In my climate, I have found these management tools important:

Use an insulated top cover. This allows extra retention of heat in the hive so the bees can process sugar syrup and build out wax.

Use a layer of 6mil poly plastic on top of your brood frames. In drier climates, keep the brood nest humidity elevated and get a good seal on the hive top so no heat is escaping.

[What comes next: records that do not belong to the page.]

PR #1392, opened 2022-01-31
remove file-list and file-list-item

adlius:
-   Ticket: []
-   Feature flag: n/a

## Purpose

Remove `FileList` and `FileListItem` components.


brianjgeiger (approved):
Looks about like I'd expect. This is good if tests pass.

PR #1394, opened 2022-02-01
FileBrowser with File, OsfStorageFile and OsfStorageManager

adlius:
-   Ticket: []
-   Feature flag: n/a


lib/osf-components/addon/components/storage-provider-manager/osf-storage-manager/component.ts
```diff
@@ -0,0 +1,96 @@
...
+import { tracked } from '@glimmer/tracking';
+import { restartableTask, task } from 'ember-concurrency';
+import { taskFor } from 'ember-concurrency-ts';
+import FileProviderModel from 'ember-osf-web/models/file-provider';
+import NodeModel from 'ember-osf-web/models/node';
+import { FileSortKey } from 'ember-osf-web/packages/files/file';
+import OsfStorageFile from 'ember-osf-web/packages/files/osf-storage-file';
+
+interface Args {
+    node: NodeModel;
```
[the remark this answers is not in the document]
adlius: Good point.

app/packages/files/file.ts
```diff
@@ -0,0 +1,61 @@
...
+        await this.fileModel.rename(newName, conflict);
+    }
+
+    async move(node: NodeModel) {
+        await this.fileModel.move(node);
+    }
+
+    async delete() {
+        await this.fileModel.delete();
+    }
```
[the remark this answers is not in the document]
adlius: I'd like that.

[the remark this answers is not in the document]
brianjgeiger: While we're adding things, is it worth adding the links into this, or should we just `item.fileModel.links.download` etc?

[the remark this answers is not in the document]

Provide extra nutrition for a couple of weeks after installation, even though you may have feed frames already installed. You never know with spring conditions, and you want a steady food supply in case the weather turns cold for a week or so and foraging halts.

The photo above illustrates a protein patty and a frame feeder with sugar syrup. The timeline is two weeks after shaking this New Zealand 2.2lb package. Note the wax built up under the 6 mil poly.

I really don’t like doing inspections this early on queen acceptance but it needs to bee done with a minimum of hive disruption. Often the plastic may allow one to just expose a few frames at once with minimal heat loss and if I see brood in the egg or larval stage, I just close up the hive. Sometimes I have to dig a bit deeper. If the frame feeder needs a bit more syrup, I just peel back the plastic 2 inches, fill the frame feeder, and the hive remain undisturbed.

Through experience I’ve found if the hive is consuming the protein patty, the queen is doing fine.

I also congratulate you in choosing the package option instead of nucs to establish your hives. This is so important to prevent disease (AFB) and to slow varroa establishment.